Sometime later, the Zionist and chemist Chaim Weizmann met Ehrlich, wanting to enrol his support for the proposed Hebrew University in Jerusalem:
I have retained an ineradicable impression of Ehrlich. His figure was small and stocky, but he had a head of great beauty, delicately chiselled; and out of his face looked a pair of eyes which were the most penetrating that I have ever seen – but they were eyes filled with human kindness. Ehrlich knew that I was a chemist, but he did not know what I was coming to see him about. He therefore plunged at once into the subject of his researches. He introduced me to some of his assistants (since become famous) and especially to his rabbits and guinea pigs.

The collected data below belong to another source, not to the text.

PR #380, opened 2024-06-18
Feat: add ability to express units in `.cols_label()`

rich-iannone:
This PR enhances the `.cols_label()` method by allowing units (in a specialized *units notation*) to be combined with label text. The result of this is the ability to have a column label suitable for presentation that also has units information that relate to the figures below a column. The *units notation* text is set off from the regular label text with `"{{"` / `"}}"`.

Here's a basic example for how this works:

```python
import pandas as pd
from great_tables import GT

df = pd.DataFrame({"x": [1.234, 2.345], "y": [3.456, 4.567], "z": [5.678, 6.789]})

GT(df).cols_label(x="Area ({{m^2}})", y="Density ({{kg / m^3}})", z = "Zee")
```


great_tables/_boxhead.py
```diff
@@ -99,7 +100,18 @@ def cols_label(self: GTSelf, **kwargs: str) -> GTSelf:
...
     _assert_list_is_subset(mod_columns, set_list=column_names)
 
-    boxhead = self._boxhead._set_column_labels(kwargs)
+    # Handle units syntax in labels (e.g., "Density ({{ppl / mi^2}})")
+    new_kwargs: dict[str, UnitStr | str] = {}
+
+    for k, v in kwargs.items():
+        # If the text is a string with has units notation within (detectable by "{{" and "}}")
+        # convert it to a UnitStr object
+        if isinstance(v, str) and ("{{" in v and "}}" in v):
```
machow, line 109: Can't a UnitStr be created from any string? Is it necessary to check for "{{"? This will also flag the case `}} {{` which is not a unit pattern.

great_tables/_gt_data.py
```diff
@@ -1044,6 +1062,9 @@ class Options:
         True, "column_labels", "value", "#D3D3D3"
     )
     column_labels_hidden: OptionsInfo = OptionsInfo(False, "column_labels", "boolean", False)
+    column_labels_units_pattern: OptionsInfo = OptionsInfo(
```
machow, line 1065: This appears unused please remove if so

great_tables/_helpers.py
```diff
@@ -759,12 +749,62 @@ def to_html(self):
         return units_str
 
 
+class UnitStr:
```
machow, line 752: This is untested please test (class construction and methods)

great_tables/_options.py
```diff
@@ -335,6 +336,10 @@ def tab_options(
     column_labels_hidden
         An option to hide the column labels. If providing `True` then the entire `column_labels`
         location won't be seen and the table header (if present) will collapse downward.
+    column_labels_units_pattern
```
machow, line 339: See comment on being unused. What happens if people set this? If it currently doesn't do anything then we need to set expectations.

great_tables/_text.py
```diff
@@ -45,24 +52,23 @@ def _md_html(x: str) -> str:
 
 
 def _process_text(x: str | Text | None) -> str:
+    from great_tables._helpers import UnitStr
```
machow, line 55: needs tests. If UnitStr isn't a subclass of text it needs to be added to the type hint on line 54

great_tables/_gt_data.py
```diff
@@ -407,6 +413,18 @@ def _set_column_labels(self, col_labels: dict[str, str]) -> Self:
 
         return self.__class__(out_cols)
 
+    # Set column units
+    def _set_column_units(self, col_units: dict[str, str]) -> Self:
```
machow, line 417: Is this used? if not please remove

machow (changes requested):
Can you provide some examples (in a gh response is okay) illustrating each new feature this PR provides?

Do you mind adding tests (I've left comments to flag)? I've noticed a number of places where code was added but appears unused. Can you remove any unused code?

great_tables/_boxhead.py
rich-iannone: From pairing, we changed this to use logic from `UnitStr`.

great_tables/_gt_data.py
rich-iannone: Not used any more. Just removed.

great_tables/_gt_data.py
rich-iannone: Now removed.

great_tables/_options.py
rich-iannone: Now removed as it doesn't do anything now (with the other removals).

great_tables/_text.py
rich-iannone: A number of tests for `UnitStr` were added during pairing.

machow:
@rich-iannone I think this branch might have accidentally been merged directly into main

machow (approved):
Do you mind adding a units example to the cols_label() docstring? (I flagged it with TODO:). But other than that, it looks great! Feel free to merge after the example is in!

The animals were valuable in themselves, for their colour and their character. And beyond that they were keys to opening up the world, and discovering ways of making it better. Ehrlich loved them.
*
It was not only in Germany and Britain that the aniline dye industry flourished. The New World was getting involved as well. The bays and harbours around New York, once famously full of oysters, wildlife and natural beauty, were becoming polluted and lifeless. In the 1880s, residents of Brooklyn noticed the effects of the blossoming dye industry on the Gowanus Canal, a channel reaching in from the bay. They ‘complained of the smell but were more struck by the colours. Dye manufacturers turned the waterway a different pigment every day. The canal was nicknamed “Lavender Lake”.’
Odd health beliefs about the industry were not confined to people whose minds exaggerated the fears. For all those who believed without proof that everything which came from industrial processes was unhealthy, there were others who believed the opposite for as little reason. Brooklynites took their asthmatic children to the waters of Lavender Lake, standing them on its bridges in the belief that the rising fumes must have healing powers.